# Growzilla Dual Bulb Reflector



## Agent 47 (Aug 11, 2008)

The Growzilla reflector has a side by side two-bulb configuration to produce up to 280,000 lumens from one reflector. Mix and match metal halide and high pressure sodium or burn two of the same type for extreme results.
http://www.hydroasis.com/hy/product...t=growzilla-dual-bulb-reflector-by-hydrofarm#

And since the Lumatek Digital Ballast (600w) can run both MH & HPS, can I run a MH bulb and a HPS bulb in that reflector? or would I need a MH bulb and a conversion HPS bulb or vise versa? like say a 400w MH and a 200W HPS


----------



## The Hemp Goddess (Aug 11, 2008)

What in the world are you paying over $800 for?  Sockets, bulbs and ballast not included????????  What a rip-off.


----------



## Agent 47 (Aug 11, 2008)

i'm going to delete the question about the light and everything cuz i've already got that figured out...and it's not $800 its $160 for an air cooled dual bulb reflector 

still wondering if i can run just two regular MH and HPS bulbs or does one have to be a conversion bulb? if i wanted to run 2 diff HID bulbs on a single digital ballast?


----------



## KGB30 (Aug 11, 2008)

Hydrowholesale.com


----------



## andy52 (Aug 11, 2008)

sounds pretty good if you already have the 2 ballasts and bulbs to start with.160 bucks for the reflector.not bad.might get one for later on.figure on having a heck of lot more grow area than tent,later on.gotta hear some more about it from people here and what they think.but it sounds like something i would want.thanks  you could run either buld you wanted to,you got to have 2 ballasts anyway,so run whatever the ballasts are capable of.


----------



## The Hemp Goddess (Aug 11, 2008)

Agent 47 said:
			
		

> i'm going to delete the question about the light and everything cuz i've already got that figured out...and it's not $800 its $160 for an air cooled dual bulb reflector
> 
> still wondering if i can run just two regular MH and HPS bulbs or does one have to be a conversion bulb? if i wanted to run 2 diff HID bulbs on a single digital ballast?

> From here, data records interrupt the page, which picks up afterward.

PR #1782, opened 2023-08-24
refactor(dht): Simplify promise handling

teogeb:
These changes resolved eslint `promise/always-return` warnings.

## Other changes

- change log level of timeout error and simplified logging in `RoutingSession`
- disabled the warning in two benchmark tests


juslesan:
Disable virtual time completely in browser tests via webpack to avoid the observed setImmediate issue with virtual time in browsers.

packages/dht/src/dht/routing/Router.ts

Duh, I must be high....didn't even see the $159.99.

I don't think that you can run 2 bulbs off 1 ballast (if that is what you are asking).  However, if you have a digital ballasts, you should be able to run either a regular MH or a regular HPS--digital ballasts should not require a conversion bulb..


----------



## Agent 47 (Aug 11, 2008)

The Hemp Goddess said:
			
		

> I don't think that you can run 2 bulbs off 1 ballast (if that is what you are asking).  However, if you have a digital ballasts, you should be able to run either a regular MH or a regular HPS--digital ballasts should not require a conversion bulb..



okay ya that's what i was getting at i figured maybe you could run two bulbs on 1 ballast lol ...maybe i'll just go with a 600w MH bulb for all stages...i'm only planning on 4 maybe 6 plants at a time i think a 600w metal halide would be good...cool tube also so it'll be a lot closer to the plants 16sq foot grow area or go big or go home with a 1k watt?
just gonna suck buying a 300 dollar ballast

if i was to run the ducting for the cooltube out of my box and into another room...do you think it would make it hot to where it would make me uncomfortable? 600w lamp


----------



## dragginwagen (Aug 11, 2008)

whats lumen?


----------



## Agent 47 (Aug 11, 2008)

1000watt is 110,000 lumens


----------



## The Hemp Goddess (Aug 11, 2008)

If I was only going to go with one HID light, I would recommend a HPS rather than a MH.  You can actually do really well vegging with CFLs or HO fluoro tubes.  I just don't think that there is anything that produces bud like a HPS.  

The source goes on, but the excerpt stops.